Honours projects 2008

Projects supervised by Josiah Poon

Send an email to josiah AT it DOT usyd DOT edu DOT au if you are interested in any of the project or your proposed projects.

Project Title: Data Mining of Complex Interactions
The importance of developing a good understanding of the diverse interactions and interrelatedness among sets of organisational factors as they impact on performance is widely acknowledged. Changing one factor may have little effect if other factors remain unchanged. Understanding these complex relationships is central for a range of academic disciplines. The main challenge is to develop appropriate research strategy to understand relationships among interacting factors and derive suitable analytical model to assess of the strength of interactions. The focus of this research is the model construction, the aim is to develop a new data mining algorithm to discover interaction patterns from data.

Project Title: Image Classification using Bridging
A classification task in machine learning has an implicit assumption that the dataset has a balanced distribution. However, these are not necessary true in real life and, in fact, most of the things we want to find out belong to rare cases, e.g. fraud credit card transaction, breast cancer cells from x-ray images. “Bridging” is an algorithm that was initially proposed in Zelikovitz and Hirsh (2003) for text classification.
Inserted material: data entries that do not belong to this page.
PR #972, opened 2020-01-20
Update to Neolithic, Shells, Rockets, Shotguns.

N7Huntsman:
- Crossbow bolts, arrows, sling stones updated to be current with sheet.
- Update 50mm Type 89 mortar.
- 20mm autocannon rounds updated, transferred from 'cannon' ammo folder to 'high caliber' based upon past and modern use (against contact vs area targets). 
- Updated all rockets and missiles to match sheet.


sumghai:
@N7Huntsman - For High Caliber vs Cannon shells, what caliber would you consider to be the cutoff diameter?

Personally, I think that 20, 25 and 30mm shells should be classified as High Caliber, while 40 and 57mm Bofors shells are large enough to be considered Cannon shells (since the latter are mainly used for AA or naval artillery).

N7Huntsman:
@sumghai Right around 30mm kind of ends up being a convenient cut-off point for a variety of reasons. However, the most straightforward rule of thumb I've been able to come up with is, "is there a rifle somewhere that fires this (even a homemade one; there are some 30mm 'sniper rifles' made from salvaged anti-air gun barrels that have popped among militants in Syria and Iraq)?" If yes, it's High Caliber. If not, it's a shell.

If a determining factor is _really_ needed beyond that, my next principle is whether or not the shell is designed to detonate _near_ or to detonate _against_.

Issue #937, opened 2019-12-09
[Fix in #1039] Reloading a weapon does not update its weight/bulk values.


Tostov:
When reloading a weapon, the ammo's mass/bulk that is loaded into the gun is not accounted for after the reload, until the inventory is altered again (e.g. picking up/dropping a item, shooting a weapon, equipping a different weapon.)

Tostov:
A simmilar issue occurs when unloading a weapon as well. The previously loaded ammo is added to the inventory, but its bulk/mass from being loaded in the gun remains until the inventory is altered again.

Alicecomma:
The issue suggests that there's a missing CompInventory.UpdateInventory call in CompAmmoUser.LoadAmmo:

LoadAmmo considers the case of ammo == null (unloading) without any calls to UpdateInventory. So, a fix would be to add "if (CompInventory != null) CompInventory.UpdateInventory();".
Similarly, LoadAmmo considers the case where all ammo in the inventory is used up without any calls to UpdateInventory.

Alicecomma:
Further inspection:
- Loading a weapon decreases inventory mass/bulk but doesn't change weapon mass/bulk
- Unloading increases mass/bulk but doesn't change weapon mass/bulk
- Dropping a weapon and equiping it again DOES check whether the weapon is loaded, adding mass/bulk for the loaded weapon: CompInventory.GetEquipmentStats considers loaded bullet weights.

----

An alternative way to fix this issue is to have a statworker for both mass and bulk, which takes into consideration loaded bullets. This way, loaded guns are heavier also in caravans. This is the desired change:

- Add StatWorker_Mass, which considers loaded rounds
- Add StatWorker_Bulk, which considers loaded rounds

----

The issue with such a change is that if there's other mods with custom StatWorker for Mass or Bulk, they are not accounted for properly. Perhaps there's an alternative way to update these stats on a Thing level.

Alicecomma:
Simplified the StatWorker stuff into a single StatWorker_LoadedAmmo, which considers Mass or Bulk separately for whatever stat (mass or bulk) it is attached to. This means that any StatDef could re-use this method of accessing loaded projectiles.

![image](https://user-images.githubusercontent.com/4662406/74784683-bf8e9f80-52a8-11ea-8f7e-c131f5c01c24.png)

Alicecomma:
Issue to be resolved:
- Add XML tag to weapons to decide whether loading ammo into them increases bulk/wornbulk

PR #999, opened 2020-02-18
Fix for #937

Alicecomma:
- CE_StatsReport_LoadedAmmo added to language keys (needs translation)
- Stats.xml patched to add CombatExtended.StatPart_LoadedAmmo to Mass stat
- Added file StatPart_LoadedAmmo
- CompAmmoUser now immediately calls UpdateInventory WHENEVER CurMagCount is changed, as it should be
- CompInventory stopped looking at loaded ammo for weight/bulk
- StatPart_LoadedAmmo was added, which does everything previously done in CompInventory, but which is common in current RimWorld versions


Alicecomma:
One additional conflict is introduced from CE:FT merger, which may be resolved after the merger.

Alicecomma:
Remade the PR in order to remove the included .dll

PR #2529, opened 2026-07-18
fix: detect Anthropic API keys (sk-ant-...) in pre-commit secret scan

Oleksandr-Kh4:
## Problem

The secret scan in `scripts/hooks/pre-bash-commit-quality.js` never matches real Anthropic API keys. Their format is `sk-ant-api03-...` and contains hyphens, which terminate the `sk-[a-zA-Z0-9]{20,}` character class long before the 20-char threshold, so the OpenAI pattern silently passes them through. Keys of the primary Claude Code audience slip into commits unnoticed.

## Fix

- Add a dedicated `sk-ant-[a-zA-Z0-9_-]{20,}` pattern (checked before the generic OpenAI one).
- Extend the staged-secrets test with a realistic Anthropic key fixture and assert the new warning.

## Validation

`node tests/hooks/pre-bash-commit-quality.test.js` -> Passed: 9, Failed: 0. Red-green confirmed: the fixture key is missed by the old pattern and caught by the new one.

Found while running ECC project-scope in production against Claude-API-heavy repos.

### DIFF
--- a/scripts/hooks/pre-bash-commit-quality.js
+++ b/scripts/hooks/pre-bash-commit-quality.js
@@ -108,6 +108,7 @@ function findFileIssues(filePath) {
       
       // Check for hardcoded secrets (basic patterns)
       const secretPatterns = [
+        { pattern: /sk-ant-[a-zA-Z0-9_-]{20,}/, name: 'Anthropic API key' },
         { pattern: /sk-[a-zA-Z0-9]{20,}/, name: 'OpenAI API key' },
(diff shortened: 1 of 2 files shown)


daltino (approved):
This PR adds a detection rule for Anthropic API keys (`sk-ant-...`) in the pre-commit secret scan, ensuring better security coverage. The implementation in `pre-bash-commit-quality.js` is consistent with existing patterns, and a corresponding test update confirms functionality. Looks good! 🎉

Weng and Poon (2006) have demonstrated that it can also serve as a good rebalancing strategy when the dataset is imbalanced. An honours student last year has demonstrated this approach can be adapted to the image domain. It was an encouraging news but the limitation and condition of this technique needs further exploration.

Project Title: Mining from Text and Image
Most of the existing IE systems are limited to extracting information only from text. Recently there has been great interest in mining from both text and image. Kou et al (2007) built a system to extract information from both text and images. In such a system, associating the information from the text and image requires matching sub-figures in a figure with the sentences in the text. They used a stacked graphical model to match the labels of sub-figures with labels of sentences. They shown that the stacked graphical model can take advantage of the context information and achieved a significant improvement in the matching accuracy. However, the system only looked at one particular aspect of biology (protein subcellular locations), this project aims to explore how this technique can be generalised to cover other aspects.
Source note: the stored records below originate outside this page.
PR #2533, opened 2026-07-19
docs: fix stale command references in COMMANDS-QUICK-REF.md

latreon:
## Summary
- `COMMANDS-QUICK-REF.md` claimed "59 commands" and documented 11 retired commands (`/tdd`, `/eval`, `/verify`, `/e2e`, `/docs`, `/claw`, `/context-budget`, `/devfleet`, `/orchestrate`, `/prompt-optimize`, `/rules-distill`) that moved to `legacy-command-shims/` in favor of skills, while omitting ~36 real commands added since (`orch-*`, `prp-*`, `react-*`, `jira`, `hookify*`, etc).
- Rebuilt it against the actual 84 files in `commands/`, added a "Retired Commands" table mapping each dead slash command to its replacement skill, and fixed the dead references in the Quick Decision Guide.

Split out of #2532 into its own PR (translated-docs fix moved to a separate PR).

## Test plan
- [x] `node scripts/ci/validate-commands.js` — 84/84 command files validate clean (unaffected by this doc-only change, ran to confirm no drift)
- [x] `node tests/run-all.js` — 2688/2690 pass (2 pre-existing failures unrelated to this change — from untracked local scaffold dirs under `.agents/skills/source-command-*`)

PR #2532, opened 2026-07-19
docs: fix stale command references in quick-ref and translated docs

latreon:
## Summary
- `COMMANDS-QUICK-REF.md` claimed "59 commands" and documented 11 retired commands (`/tdd`, `/eval`, `/verify`, `/e2e`, `/docs`, `/claw`, `/context-budget`, `/devfleet`, `/orchestrate`, `/prompt-optimize`, `/rules-distill`) that moved to `legacy-command-shims/` in favor of skills, while omitting ~36 real commands added since (`orch-*`, `prp-*`, `react-*`, `jira`, `hookify*`, etc). Rebuilt it against the actual 84 files in `commands/`, added a "Retired Commands" table mapping each dead slash command to its replacement skill, and fixed the dead references in the Quick Decision Guide.
- The same 11 retired commands were still documented as translated per-command pages under `docs/{ja-JP,zh-CN,zh-TW,ko-KR,pt-BR,es,tr}/commands/`. Removed the 47 stale files (count differs per locale — not all locales had all 11 translated). `docs/ja-JP/commands/README.md` also listed 4 of them directly; updated those bullets to point at the replacement skills.

## Test plan
- [x] `node scripts/ci/validate-commands.js` — 84/84 command files validate clean
- [x] `node tests/lib/locale-install.test.js` — 7/7 pass (translated-docs install paths unaffected)
- [x] `node tests/ci/catalog.test.js` — 4/4 pass
- [x] `node tests/run-all.js` — 2688/2690 pass (the 2 failures are pre-existing, unrelated to this change — caused by untracked local scaffold dirs under `.agents/skills/source-command-*`, not touched by this PR)

PR #2534, opened 2026-07-19
docs: remove stale translated docs for retired commands

latreon:
## Summary
- 11 commands (`/tdd`, `/eval`, `/verify`, `/e2e`, `/docs`, `/claw`, `/context-budget`, `/devfleet`, `/orchestrate`, `/prompt-optimize`, `/rules-distill`) were retired to `legacy-command-shims/` in favor of skills, but their translated per-command doc pages were still committed under `docs/{ja-JP,zh-CN,zh-TW,ko-KR,pt-BR,es,tr}/commands/`.
- Removed the 47 stale files (count differs per locale — not all locales had all 11 translated).
- `docs/ja-JP/commands/README.md` also listed 4 of them directly; updated those bullets to point at the replacement skills instead.

Split out of #2532 into its own PR (COMMANDS-QUICK-REF.md fix moved to a separate PR: #2533).

## Test plan
- [x] `node tests/lib/locale-install.test.js` — 7/7 pass (translated-docs install paths unaffected by removing these stale files)
- [x] `node tests/ci/catalog.test.js` — 4/4 pass
- [x] `node tests/run-all.js` — 2688/2690 pass (2 pre-existing failures unrelated to this change — from untracked local scaffold dirs under `.agents/skills/source-command-*`)


daltino (commented):
**DECISION: APPROVE**

This PR removes stale, translated documentation for retired commands, which aligns with maintaining an up-to-date and relevant documentation set. The changes appear straightforward, consisting only of file deletions, and comply with the contribution guidelines under "Cross-Harness and Translations" about maintaining relevant content. No further action is needed.

haelyra:
Thank you for spotting that the translated command documentation drifted after the skills-first migration. That diagnosis is useful. The current deletion-only shape is not the right landing path, though: ECC intentionally retains these slash commands under `legacy-command-shims/commands` for compatibility, so removing 47 localized pages would make those supported migration entry points less accessible, and the PR leaves locale indexes and directory maps pointing at removed files. We are going to close this version rather than revive a large stale deletion across every locale. A focused follow-up should convert each affected page into a short compatibility redirect to its canonical skill, update every locale index and tree reference, and add link/inventory validation so the shims remain discoverable without duplicating obsolete workflow prose. We appreciate the careful inventory and would be glad to see that smaller migration-focused approach.

PR #2536, opened 2026-07-19
fix(scripts): detect modern bun.lock, ignore stray root lockfiles

latreon:
## Summary
Bun switched its default lockfile from the binary `bun.lockb` to the text-based `bun.lock`, but `detectFromLockFile()` in `scripts/lib/package-manager.js` only ever checked for `bun.lockb` — a project using modern Bun would never be detected as using Bun at all.

- Made `bun.lock` the primary recognized lockfile, kept `bun.lockb` as a recognized legacy alias via a new `lockFileAliases` field, and updated `detectFromLockFile()` to check both.
- Added `/bun.lock` and `/bun.lockb` to `.gitignore` at the repo root — yarn is this repo's canonical package manager (`package.json` `"packageManager"`), so a lockfile from someone running `bun install` locally against this repo shouldn't show up in `git status`.
- Added a regression test for the modern `bun.lock` path alongside the existing `bun.lockb` one.

## Test plan
- [x] `node tests/lib/package-manager.test.js` — 116/116 pass (was 115, added 1 new test)
- [x] `node tests/run-all.js` — 3111/3111 pass

### DIFF
--- a/.gitignore
+++ b/.gitignore
@@ -99,6 +99,11 @@ ecc2/target/
 # Generated lock files in tool subdirectories
 .opencode/package-lock.json
 .opencode/node_modules/
+
+# yarn is the canonical package manager for this repo (see package.json
+# "packageManager"); ignore stray lockfiles from running another manager locally
+/bun.lock
+/bun.lockb
 assets/images/security/badrudi-exploit.mp4
 
 .aider*
--- a/scripts/lib/package-manager.js
+++ b/scripts/lib/package-manager.js
@@ -43,7 +43,10 @@ const PACKAGE_MANAGERS = {
   },
   bun: {
     name: 'bun',
-    lockFile: 'bun.lockb',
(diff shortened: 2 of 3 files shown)


daltino (commented):
**DECISION: APPROVE**

This PR makes focused updates to improve lockfile handling for Bun, aligning with its modern lockfile format while retaining compatibility for legacy files. The addition to `.gitignore` ensures only the canonical package manager's files are tracked. The updates to the detection logic and tests are thorough and well-structured, adhering to the repo's conventions. Well done!

haelyra:
Thank you for this! Supporting both the current bun.lock format and the legacy bun.lockb file fixes package-manager detection without changing the existing priority rules. The recorded checks are green, and the combined current-main test run passes in full, so I’m merging it now. We appreciate the careful regression coverage.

Reference. Kou, Z, Cohen, W. and Murphy, R. (2007). A Stacked Graphical Model for Associating Sub-Images with Sub-Captions. Pacific Symposium on Biocomputing 12:257-268(2007).

Project Title: Concept Mapping
It appears that the current problem for TCM (Traditional Chinese Medicine) informatics is not at the software or hardware levels. it is at the semantic/conceptual level. In another word, the difficulty is really how to convert terms/concepts and their relationships in TCM in Chinese into the corresponding terms/concepts and relationships in western medicine (WM). The mapping is not a straightforward process and it is definitely not always a one-to-one process. This project explores how machine learning can assist the mapping process, and this represents a small step to bring TCM and WM a bit closer.